IoT | Machine Learning | AI
Solution Overview
Data Ingestion – Cranes operational data gathered from various sensors across geo locations was ingested into AWS storage.
Data Modeling – Custom ARIMA models built to forecast diverse faults across several bins
Data Insights – Predict the imminent faults of different components
Our Approach – The solution used ARIMA algorithm to predict the overall fault volumes as well as location and machinery specific faults & Generated proactive alerts for each machinery highlighting the possible event such as hoist or brake failure
4 Phased Solution – Machine Learning
DATA ANALYSIS PHASE – Initial Data Gathering : Heavy Machinery enterprise had over 10,000 Crane assets enabled with sensors which had to be analysed and as an outcome of the analysis , a prediction was to be made on probable asset failures and malfunctioning. Data Categorisation: Out of 10,000+ assets a total of 100 million records were captured over a period of 9 months duration . Out of these 100 million records about 10 million error records were obtained with over 20 fault codes and error metrics. This faulty data set was analysed across its length and breadth to forecast predictions along with survival & sustenance metrics.
DATA PROCESSING PHASE – Overall 9 month of data was zipped with varied datatypes (~10GB), and the other fault file including the parameter description and other faults was zipped with csv file (130MB) . This data has been analysed in the data processing phase along with parameter file that had about 20 parameter descriptions and almost equal number of fault codes. Data consistency and multi-dimensional analysis was carried out in this phase across asset-id, fault-code and time/months.Used R for basic file processing and got the basic statistics and summaries
DATA FORECAST PHASE – As an outcome of the Data Processing phase , in alignment with the analysis development phase of the algorithms were accomplished across the buckets of Classification, Clustering , Forecast and Survival. Time series models – ARIMA and Holt winters was been implemented on given data. Based on the Data Processing phase findings, fault forecast analysis has been confined only to emergency stops, Hoist overload and Over temperature data. Illustrative application of models has been carried-out on select set of assets.

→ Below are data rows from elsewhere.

PR #3389, opened 2025-08-25
[CI] [validation script] Update regex to match single quoted strings as well

khalatepradnya:
* Allow use of single-quotes as well since both `cudaq.set_target("foo")` and `cudaq.set_target('foo')` are valid and
the script needs to skip both.

### DIFF
--- a/scripts/validate_container.sh
+++ b/scripts/validate_container.sh
@@ -313,7 +313,7 @@ do
     let "samples+=1"
 
     skip_example=false
-    explicit_targets=`cat $ex | grep -Po '^\s*cudaq.set_target\("\K.*(?=")'`
+    explicit_targets=`cat $ex | grep -Po '^\s*cudaq.set_target\(['"]\K[^'"]+(?=['"])'`
     for t in $explicit_targets; do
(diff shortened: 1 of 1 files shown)


scripts/validate_container.sh
```diff
@@ -313,7 +313,7 @@ do
     let "samples+=1"
 
     skip_example=false
-    explicit_targets=`cat $ex | grep -Po '^\s*cudaq.set_target\("\K.*(?=")'`
+    explicit_targets=`cat $ex | grep -Po '^\s*cudaq.set_target\(['"]\K[^'"]+(?=['"])'`
```
khalatepradnya: oops.. has a typo.
https://github.com/NVIDIA/cuda-quantum/actions/runs/17220850468/job/48857274674?pr=3389

sacpis: Seems like these examples do not have cudaq.set_target. Are these files being skipped from running through CI?

Will paste the corrected regex in few min.

sacpis: Please try this regex 

```
"^\s*cudaq\.set_target\((['\"])\K.*?(?=\1)"
```

mitchdz (approved):
LGTM.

AUTOMATION AND SURVIVAL ANALYSIS PHASE – ARIMA based fault forecast for all assets has been completed with internal fine tuning and automatic display of performing (Amber and Green) and nonperforming (Red) assets. RAG status has been determined based on the initial 6 months’ average that was used for training the model. Asset performance/faults predictions have been made for subsequent weeks/months and highlighted some of the assets under each of R, A, G categories.